The system is not totally gone...if I get the IP address, I can log into it via SSH after the fact.
But doing the wrong thing in there shuts me out as well.

Unfortunately it's the kind of issue where the system is so far gone that the log files aren't written properly, but based on what I've seen in dmesg via SSH, I have narrowed it down to this issue or something similar to it.

If I do get to see dmesg output before the reset, it does talk about amdgpu freezes, lockups, there are stack traces and everything.
Unfortunately, it's so f*cked up not even REISUB will reboot the system properly. It does bring the system down to text level, but instead of rebooting, it just shows dmesg logging 120 seconds of lockup/wait and everything being stuck.

I did try the solution from other threads, turning PSR off for the module, and that increased the amount of time I get with the system...but it will still crash eventually.

There does not seem to be any particular cause.

The curious thing is: The amdgpu module wasn't actually part of the update.

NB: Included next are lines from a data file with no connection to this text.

PR #601, opened 2018-12-18
Editorial: Use some more abstract operations.

### LINKED ISSUE #42: explicitly invoke [[HasOwnProperty]], [[GetProperyOf]], etc. more often
There are many instances in the spec where it says something like "If _O_ has an own property with name _P_, then ...".  Given proxies, we really should be invoking [[HasOwnProperty]] here explicitly, because we'll want to be clear that the proxy handler is invoked.  (And it's not really clear whether a proxy has "real" own properties anyway.)

Ms2ger:
Notably, this removes the vague 'has an own property' language and fixes #42.

Only in the case of the prototype in the named property visibility algorithm
is this change potentially observable.

***
<a href="https://pr-preview.s3.amazonaws.com/Ms2ger/webidl/pull/601.html" title="Last updated on Jan 16, 2019, 9:42 AM UTC (e843626)">Preview</a> | <a href="https://pr-preview.s3.amazonaws.com/heycam/webidl/601/6ec828c...Ms2ger:e843626.html" title="Last updated on Jan 16, 2019, 9:42 AM UTC (e843626)">Diff</a>

### DIFF
--- a/index.bs
+++ b/index.bs
@@ -138,6 +138,7 @@ urlPrefix: https://tc39.github.io/ecma262/; spec: ECMA-262
         text: NormalCompletion; url: sec-normalcompletion
         text: ObjectCreate; url: sec-objectcreate
         text: OrdinaryDefineOwnProperty; url: sec-ordinarydefineownproperty
+        text: OrdinaryDelete; url: sec-ordinarydelete
         text: OrdinaryGetOwnProperty; url: sec-ordinarygetownproperty
         text: OrdinaryPreventExtensions; url: sec-ordinarypreventextensions
         text: OrdinarySetWithOwnDescriptor; url: sec-ordinarysetwithowndescriptor
@@ -12553,9 +12554,9 @@ Issue: Define those internal methods imperatively instead.
             1.  If |operation| was declared with a [=return type=] of {{boolean}}
                 and the steps returned <emu-val>false</emu-val>, then return <emu-val>false</emu-val>.
         1.  Return <emu-val>true</emu-val>.
-    1.  If |O| has an own property with name |P|, then:
+    1.  If <a abstract-op>OrdinaryGetOwnProperty</a>(|O|, |P|) is not <emu-val>undefined</emu-val>, then:
         1.  If the property is not configurable, then return <emu-val>false</emu-val>.
-        1.  Otherwise, remove the property from |O|.
+        1.  Remove the own property with name |P| from |O|.
     1.  Return <emu-val>true</emu-val>.
 </div>
 
@@ -12634,7 +12635,7 @@ internal method as follows.
     The algorithm operates as follows, with property name |P| and object |O|:
 
     1.  If |P| is not a [=supported property name=] of |O|, then return false.
-    1.  If |O| has an own property named |P|, then return false.
+    1.  If <a abstract-op>OrdinaryGetOwnProperty</a>(|O|, |P|) is not <emu-val>undefined</emu-val>, then return false.
 
           Note: This will include cases in which |O| has unforgeable properties,
           because in practice those are always set up before objects have any supported property names,


index.bs
```diff
@@ -12636,7 +12635,7 @@ internal method as follows.
     The algorithm operates as follows, with property name |P| and object |O|:
 
     1.  If |P| is not a [=supported property name=] of |O|, then return false.
-    1.  If |O| has an own property named |P|, then return false.
+    1.  If <a abstract-op>HasOwnProperty</a>(|O|, |P|) is <emu-val>true</emu-val>, then return false.
```
bzbarsky: Unfortunately, I think this is an infinite recursion.

Consider a call to [[GetOwnProperty]] as defined in <https://heycam.github.io/webidl/#legacy-platform-object-getownproperty>.  This calls https://heycam.github.io/webidl/#LegacyPlatformObjectGetOwnProperty which calls into https://heycam.github.io/webidl/#dfn-named-property-visibility for _O_.  The proposed change would then call https://tc39.github.io/ecma262/#sec-hasownproperty on _O_, which will call right back into _O_'s [[GetOwnProperty]].

What you probably need to do instead is invoke https://tc39.github.io/ecma262/#sec-ordinarygetownproperty directly or something.  But note that this uses exactly the same vague "has an own property" (or rather "does not have an own property") language that webidl already has...

index.bs
```diff
@@ -12647,7 +12646,8 @@ internal method as follows.
     1.  Let |prototype| be |O|.\[[GetPrototypeOf]]().
     1.  While |prototype| is not null:
         1.  If |prototype| is not a [=named properties object=],
-            and |prototype| has an own property named |P|, then return false.
+            and <a abstract-op>HasOwnProperty</a>(|prototype|, |P|) is <emu-val>true</emu-val>,
```
bzbarsky: Is the potentially-observable change here what happens when there's a proxy on the proto chain?  What do browsers currently do here?

TimothyGu:
The crux here is that in ECMAScript, every object implicitly has a list of properties that’s different from what’s exposed through internal methods, and these references are talking about the implicit properties. See https://github.com/tc39/ecma262/issues/1067 for some more background.

index.bs
Ms2ger: They're inconsistent, of course. I'll retake this part after #607 is fixed.

index.bs
```diff
@@ -12553,10 +12554,7 @@ Issue: Define those internal methods imperatively instead.
             1.  If |operation| was declared with a [=return type=] of {{boolean}}
                 and the steps returned <emu-val>false</emu-val>, then return <emu-val>false</emu-val>.
         1.  Return <emu-val>true</emu-val>.
-    1.  If |O| has an own property with name |P|, then:
-        1.  If the property is not configurable, then return <emu-val>false</emu-val>.
-        1.  Otherwise, remove the property from |O|.
-    1.  Return <emu-val>true</emu-val>.
+    1.  Return <a abstract-op>OrdinaryDelete</a>(|O|, |P|).
```
bzbarsky: So... UAs are kinda all over the map here (e.g. neither Firefox nor Chrome seems to implement the named property visibility algorithm the way the spec specs it!) but this is observably different from the old spec.  That's because OrdinaryDelete calls [[GetOwnProperty]], not OrdinaryGetOwnProperty.  This means we'll do the proto walk for the visibility algorithm twice, if UAs were actually implementing the spec.  Do we really want that?

Ms2ger: No, I forgot about the distinction between [[GetOwnProperty]] and OrdinaryGetOwnProperty here; will fix.

domenic:
At this point it's not clear what this change accomplishes. It replaces text that extracts the one relevant part of OrdinaryGetOwnProperty (step 2, "If O does not have an own property with key P, return undefined.") with a call to the whole of OrdinaryGetOwnProperty, throwing away the result of steps 3-9.

This doesn't accomplish the goal implied by #42, of triggering proxy traps. It seems like the above discussion concluded that wasn't desirable? In which case maybe the better resolution is to just close #42 as not desirable, with no changes to the spec text.

Ms2ger:
I feel we probably should have some clearer explanation that "own properties" only refers to the "real" ones, and doesn't imply a call to the overridden `[[GetOwnProperty]]` hook. I guess you're right that calling the Ordinary* abstract ops may not be the best approach.

annevk:
I guess you could potentially escalate this to TC39 as https://tc39.github.io/ecma262/#sec-object-type only talks about get/set access to these properties, not "has". So perhaps they should define a clearer primitive that can be linked.

annevk:
Closing this as we use language that's consistent with JavaScript. If JavaScript formalizes own properties more (perhaps in https://github.com/tc39/ecma262/pull/1438) we would follow.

According to pacman.log, I the graphics-adjacent things I got were multiple mesa 1:24.3.1-3 related ones, multiple vulkan 1:1.4.303-1 related ones, including, but not limited to, vulkan-radeon-related updates, and a minor kernel update from 6.12.1 to 6.12.4.

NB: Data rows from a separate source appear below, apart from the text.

Issue #151, opened 2016-08-24
"get a copy of the bytes held by the buffer source" should not fail for detached buffers


annevk:
Currently it seems that IDL throws for detached buffers. However, as far as I can tell implementations do not follow this and simply end up with the empty byte sequence whenever they encounter a detached buffer.

http://software.hixie.ch/utilities/js/live-dom-viewer/saved/4414 is my demo for this (note the lack of exceptions/rejections).

(Note that there's also still an ask to clean up this aspect of IDL and make it much easier to work with: https://www.w3.org/Bugs/Public/show_bug.cgi?id=28798 .)

bzbarsky:
Note that I think this may be a more general issue, in that the ES spec requires throwing in many cases when operating on detached stuff, but in practice UAs don't do that...  Worth checking with @jswalden at least; I recall him doing some work on that stuff.

annevk:
Yeah, I raised that two years ago when I last did research into this: https://esdiscuss.org/topic/arraybuffer-neutering. @bterlson is TC39 still hoping implementers will throw more for ArrayBuffer and friends? When are we going to throw in the towel?

annevk:
In any event, IDL doesn't have to follow suit and can just return the empty byte sequence if IsDetached returns true solving at least part of the problem.

bterlson:
I think we hope everyone will align and throw more often, but I admit that I haven't looked into this area for at least a year so things may have changed. There should be test262 collateral for all this (right, @tcare / @leobalter / @jugglinmike?) so I think it's just a matter of priorities. Hopefully the web doesn't depend on non-throwing behavior? (Seems likely given that detached buffers aren't very common, I suppose)

littledan:
test262 does include tests for this (thanks @leobalter) but I'm still concerned about web compatibility. I haven't figured out how to instrument TypedArrays to measure whether detached TypedArrays are ever accessed without decreasing TypedArray performance (we set the length to 0 and bounds checks handle accesses, so we don't need a separate detached check), so I'm not sure how to get the information from telemetry. Does anyone else have an idea for how to get solid data on this question?

PR #604, opened 2019-01-09
[[ViewedArrayBuffer]] cannot be undefined during usage

annevk:
As far as I can tell there's no way for a %TypedArray%'s [[ViewedArrayBuffer]] internal slot to be undefined. I'm pretty sure this has to be the case as implementations assume this algorithm to never throw (the detached issue is tracked separately by #151).

***
<a href="https://pr-preview.s3.amazonaws.com/heycam/webidl/pull/604.html" title="Last updated on Jan 9, 2019, 2:44 PM UTC (3391298)">Preview</a> | <a href="https://pr-preview.s3.amazonaws.com/heycam/webidl/604/8f48c5a...3391298.html" title="Last updated on Jan 9, 2019, 2:44 PM UTC (3391298)">Diff</a>

### DIFF
--- a/index.bs
+++ b/index.bs
@@ -2047,7 +2047,7 @@ There are three kinds of operation:
 
 If an operation has an identifier but no <emu-t>static</emu-t>
 keyword, then it declares a <dfn id="dfn-regular-operation" export>regular operation</dfn>.
-If the operation has a 
+If the operation has a
 [=special keyword=]
 used in its declaration (that is, any keyword matching
 <emu-nt><a href="#prod-Special">Special</a></emu-nt>, or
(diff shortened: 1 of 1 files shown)


annevk:
(The only place where I've found ECMAScript says it's undefined is during allocation, when view is created, but the buffer isn't, but at that point no JavaScript can run and do something with the object, afaik.)

bmeck:
Per the usage of the assert in [IsDetachedBuffer](https://tc39.github.io/ecma262/#sec-isdetachedbuffer) and lack of checks prior to usage in various locations such as in [ValidateTypedArray](https://tc39.github.io/ecma262/#sec-validatetypedarray) it would be a bug if it ever could be `undefined`. This PR looks fine to me.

The lack of logging makes this really stupid to debug.
The only thing I have is from bootup, informing me that the VESA driver failed to load
Code: [Select]
(EE) Failed to load /usr/lib/xorg/modules/drivers/vesa_drv.so: /usr/lib/xorg/modules/drivers/vesa_drv.so: undefined symbol: VBESetModeParameters
...but AMDGPU runs with radeonsi drivers following that, so it doesn't seem to be related/fatal.

Did anybody experience anything similar recently?
Any ideas how I can force the logs to be written out even in case of a CPU lockup?

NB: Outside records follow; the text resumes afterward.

PR #605, opened 2019-01-09
Detached ArrayBuffer objects should not throw

### LINKED ISSUE #151: "get a copy of the bytes held by the buffer source" should not fail for detached buffers

annevk:
Instead treat them the same as the empty byte sequence as implementations have been doing since forever.

This also performs the IsDetachedBuffer abstract operation on the correct object.

Fixes #151.

***
<a href="https://pr-preview.s3.amazonaws.com/heycam/webidl/pull/605.html" title="Last updated on Jan 10, 2019, 8:57 AM UTC (19fa3e2)">Preview</a> | <a href="https://pr-preview.s3.amazonaws.com/heycam/webidl/605/8f48c5a...19fa3e2.html" title="Last updated on Jan 10, 2019, 8:57 AM UTC (19fa3e2)">Diff</a>

### DIFF
--- a/index.bs
+++ b/index.bs
@@ -8171,8 +8171,8 @@ a reference to the same object that the IDL value represents.
         1.  Set |offset| to the value of |O|’s \[[ByteOffset]] [=internal slot=].
         1.  Set |length| to the value of |O|’s \[[ByteLength]] [=internal slot=].
     1.  Otherwise, set |length| to the value of |O|’s \[[ArrayBufferByteLength]] [=internal slot=].
-    1.  If <a abstract-op>IsDetachedBuffer</a>(|arrayBuffer|), then return a reference to or a copy
-        of (as required) the empty byte sequence.
+    1.  If <a abstract-op>IsDetachedBuffer</a>(|arrayBuffer|) is <emu-val>true</emu-val>, then
+        return a reference to or a copy of (as required) the empty byte sequence.
     1.  Let |data| be the value of |O|’s \[[ArrayBufferData]] [=internal slot=].
     1.  Return a reference to or copy of (as required) the |length| bytes in |data|
         starting at byte offset |offset|.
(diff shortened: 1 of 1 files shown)


index.bs
```diff
@@ -8171,8 +8171,8 @@ a reference to the same object that the IDL value represents.
         1.  Set |offset| to the value of |O|’s \[[ByteOffset]] [=internal slot=].
         1.  Set |length| to the value of |O|’s \[[ByteLength]] [=internal slot=].
     1.  Otherwise, set |length| to the value of |O|’s \[[ArrayBufferByteLength]] [=internal slot=].
-    1.  If <a abstract-op>IsDetachedBuffer</a>(|O|), then
-        [=ECMAScript/throw=] a {{ECMAScript/TypeError}}.
+    1.  If <a abstract-op>IsDetachedBuffer</a>(|arrayBuffer|) is <emu-val>true</emu-val>, then
+        return a reference to or a copy of (as required) the empty byte sequence.
```
domenic: I think you should just return the empty byte sequence. A copy or reference doesn't really make sense here.

littledan: I don't know what the effective difference between them would be. What does "as required" mean?

annevk: There's two ways to invoke the algorithm and the algorithm is expected depending on how it's invoked to either return a reference to bytes or a copy thereof. So this matches the existing expectations of callers and the existing way things are phrased for return values.

I agree that this could be done in a somewhat cleaner way, but that seems like a follow-up of sorts as it affects the whole algorithm (and potentially callers).

domenic: How do you have a reference or copy of something empty, though? (Presumably newly-created? Or is everyone sharing a reference to a single empty byte sequence?) You only reference or copy existing things. This failure path is special and shouldn't be doing reference or copy.

annevk: Yeah, I'm not sure what distinction I was trying to make anymore.

PR #606, opened 2019-01-10
Give Location an immutable prototype object

annevk:
Remaining outstanding issue of https://github.com/tc39/ecma262/issues/683.

### DIFF
--- a/index.bs
+++ b/index.bs
@@ -10815,9 +10815,15 @@ with the [{{NoInterfaceObject}}] [=extended attribute=].
             \[[Writable]]: <emu-val>false</emu-val>, \[[Enumerable]]: <emu-val>false</emu-val>,
             \[[Configurable]]: <emu-val>true</emu-val>}.
         1.  Perform [=!=] <a abstract-op>DefinePropertyOrThrow</a>(|interfaceProtoObj|, {{@@unscopables}}, |desc|).
-    1.  If |interface| is declared with the [{{Global}}] [=extended attribute=], or
-        |interface| is in the set of [=inherited interfaces=] of an interface
-        that is declared with the [{{Global}}] [=extended attribute=], then:
+    1.  If one of the following is true
+
+        * |interface| is declared with the [{{Global}}] [=extended attribute=]
+        * |interface| is in the set of [=inherited interfaces=] of an interface that is declared
+          with the [{{Global}}] [=extended attribute=]
+        * |interface| is {{Location}} and declared with the [{{Exposed}}] [=extended attribute=]
+          whose value is {{Window}}
+
+        then:
         1.  Set the internal methods of |interfaceProtoObj|
             which are specific to [=immutable prototype exotic objects=]
             to the definitions specified in


annevk:
It seems the build script is using outdated packages and today is the day Travis CI is no longer having it?

littledan:
Rereading that thread makes me sad, but making things immutable makes me happy.

Doesn't HTML already cover this in https://html.spec.whatwg.org/multipage/history.html#location-setprototypeof ?

If we still need to do something  at the IDL level, the wording of this patch feels like a layering violation, to check for one interface here. I would prefer an ImmutablePrototype extended attribute. That's how I ended up implementing this in Blink anyway, for what it's worth (e.g., see [EventTarget's IDL](https://cs.chromium.org/chromium/src/third_party/blink/renderer/core/dom/events/event_target.idl?q=Immutableprototype&sq=package:chromium&g=0&l=28); this avoids the need for the spec's nonlocal logic). Anyway even if you keep with the rationale from last time about not using the extended attribute for things in the global prototype chain (to make things easier for spec authors), I think it would be cleaner to do that here.

annevk:
HTML covers it for the `Location` object, not for the `Location` prototype object, which is created by IDL. (I don't think we have any prose definitions for prototype objects in the web platform.)

At least, if I understand it correctly. I was initially also somewhat confused by that, but I think I got it right.

As for the layering violation, I thought this was a one-off for `Location` which kinda made me think this would be okay as introducing extended attributes for one-offs also seems wrong (someone might use it for the wrong reasons). Global objects are already handled and I don't think `EventTarget` should have this. In particular, Chrome does not throw for `new EventTarget().__proto__ = {};` and I don't think it should, so I'm not sure how that extended attribute works.

littledan:
The `[ImmutablePrototype]` Blink-specific extended attribute does what you're trying to do here--it makes the `.prototype` property an immutable prototype exotic object. (It doesn't do what that HTML text does, of freezing the prototype of the instance, sorry for my confusion.)

```
> EventTarget.prototype.__proto__ = {}
< VM82:1 Uncaught TypeError: Immutable prototype object '#<EventTarget>' cannot have their prototype set
    at EventTarget.set __proto__ [as __proto__] (<anonymous>)
    at <anonymous>:1:33
```

I still wouldn't mind if we switched the logic in WebIDL from implicitly freezing all prototypes of objects which any global inherits from, to marking each of them with an extended attribute, but we already settled on this design, so I won't try to argue that again. I'm OK with the layering violation here.

If we end up using WebIDL for more kinds of non-web things, it might be helpful to do these kinds of refactorings, to be strict about what's HTML and what's just WebIDL, but we're not there yet. More important to fully specify everything to start. So I'm fine with the spec in its current state.

----

LGTM modulo the following:

Are there wpt tests that check that Location.prototype.__proto__ is not settable?

Is there implementation support for this change? It seems like Firefox, WebKit and Chromium currently all permit `Location.prototype.__proto__` to be set.

annevk:
Indeed, it's only the following that throws (though not in Firefox):
```js
Location.prototype.__proto__ = { __proto__: location}
```
I guess this wasn't the correct fix after all then and I'm not really sure how to resolve the original issue.

littledan:
Hah, I wasn't able to navigate away after giving Location a cyclic prototype chain in Firefox! But WebKit and Chromium do seem to do this check.

Given 2/3 web reality (and not awesome behavior from the third), I wonder if we should just have prose to explain that there is a cyclic prototype chain here, just like for ordinary objects (as that other thread started with, even if the ES spec refuses to put in clean hooks).

bzbarsky:
> Hah, I wasn't able to navigate away after giving Location a cyclic prototype chain in Firefox! 

You did that via the console, right?  That's a devtools bug!  Filed https://bugzilla.mozilla.org/show_bug.cgi?id=1519154 to track that.

PR #1200, opened 2022-09-27
Meta: fix the grammar post processor on Review Drafts

### LINKED ISSUE #1195: pp-webidl fails on Review Drafts
We're running into a subtle issue with Review Drafts. This first surfaced in #1194 but also affects the prior RD. Due to various settings in Bikeshed the resulting HTML ends up differing slightly between LS and RD which causes the JS to trip.

The simplest of these is probably
```js
document.querySelector("div[data-fill-with=\"grammar-index\"]").innerHTML = wrap(output);
```
failing due to that `div` element no longer being present. This is happening to several other similar `div` elements as well, but those end up failing silently. The result though is that various grammar productions do not end up in the final copy of the standard.

@tabatkins do you know what could cause this? I looked a bit at `slimBuildArtifact` in Bikeshed and various other settings, but nothing really jumped out to me.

Re: Frequent freezes related to amdgpu and kworker

Reply #1
First thing to try would be to revert the kernel to 6.12.1 or install linux-lts and boot from that.

artist
Linux is simple; use Artix, or Submit Your System To Evil Malicious D(a)emons

Re: Frequent freezes related to amdgpu and kworker

Reply #2
Downgrading the kernel unfortunately did not help.
In fact, after the freeze confirming that it didn't work, I got a second freeze while trying to post this very post.

I did, however, manage to catch dmesg output this time: https://paste.debian.net/hidden/5c37d424/
When my posting was interrupted, the system was apparently immediately so far gone that despite a declaration to the contrary, amdgpu's IP state wasn't even dumped:
Code: [Select]
[   25.174450] elogind[1677]: Watching system buttons on /dev/input/event14 (VEIKK Keyboard)
[ 1050.266527] amdgpu 0000:06:00.0: amdgpu: Dumping IP State
[ 1077.336532] elogind[1677]: New session 2 of user REDACTED.
[ 1096.644708] clocksource: Long readout interval, skipping watchdog check: cs_nsec: 2100716444 wd_nsec: 2100715663
[ 1115.066345] clocksource: Long readout interval, skipping watchdog check: cs_nsec: 10822445632 wd_nsec: 10822440979

With the additional information, however, I have found a new thread on Arch's forums that sounds similar: https://bbs.archlinux.org/viewtopic.php?id=302000
The poster there points out that apparently there's a known issue with Mesa 24.3.x and amdgpu, to the point where the second post in that thread describes my situation pretty accurately:

Quote
I also have an AMD APU here with integrated AMD graphics.
Since mesa update to 24.3.1 the system keeps freezing.
Downgrade the packages 'mesa' to 24.2.7-x and 'vulkan-radeon' to 24.2.7-x fixes that problem for now.
Of course this is not a permanent solution.

But the community seems to think the bug has been fixed. KDE users with Wayland were affected. [...]
So I'm gonna revert Mesa to 24.2.x and hope that that "fixes" it.

Re: Frequent freezes related to amdgpu and kworker

Reply #3
Thx for the feedback and additional info; other users might benefit from this as well.

artist
Linux is simple; use Artix, or Submit Your System To Evil Malicious D(a)emons

Re: Frequent freezes related to amdgpu and kworker

Reply #4
I'm probably jinxing it with this post, but I haven't had any freezes since downgrading mesa and lib32-mesa to 24.2.7-1 two days ago.

So if you're having weird freezes with amdgpu and mesa 24.3.x, try that first.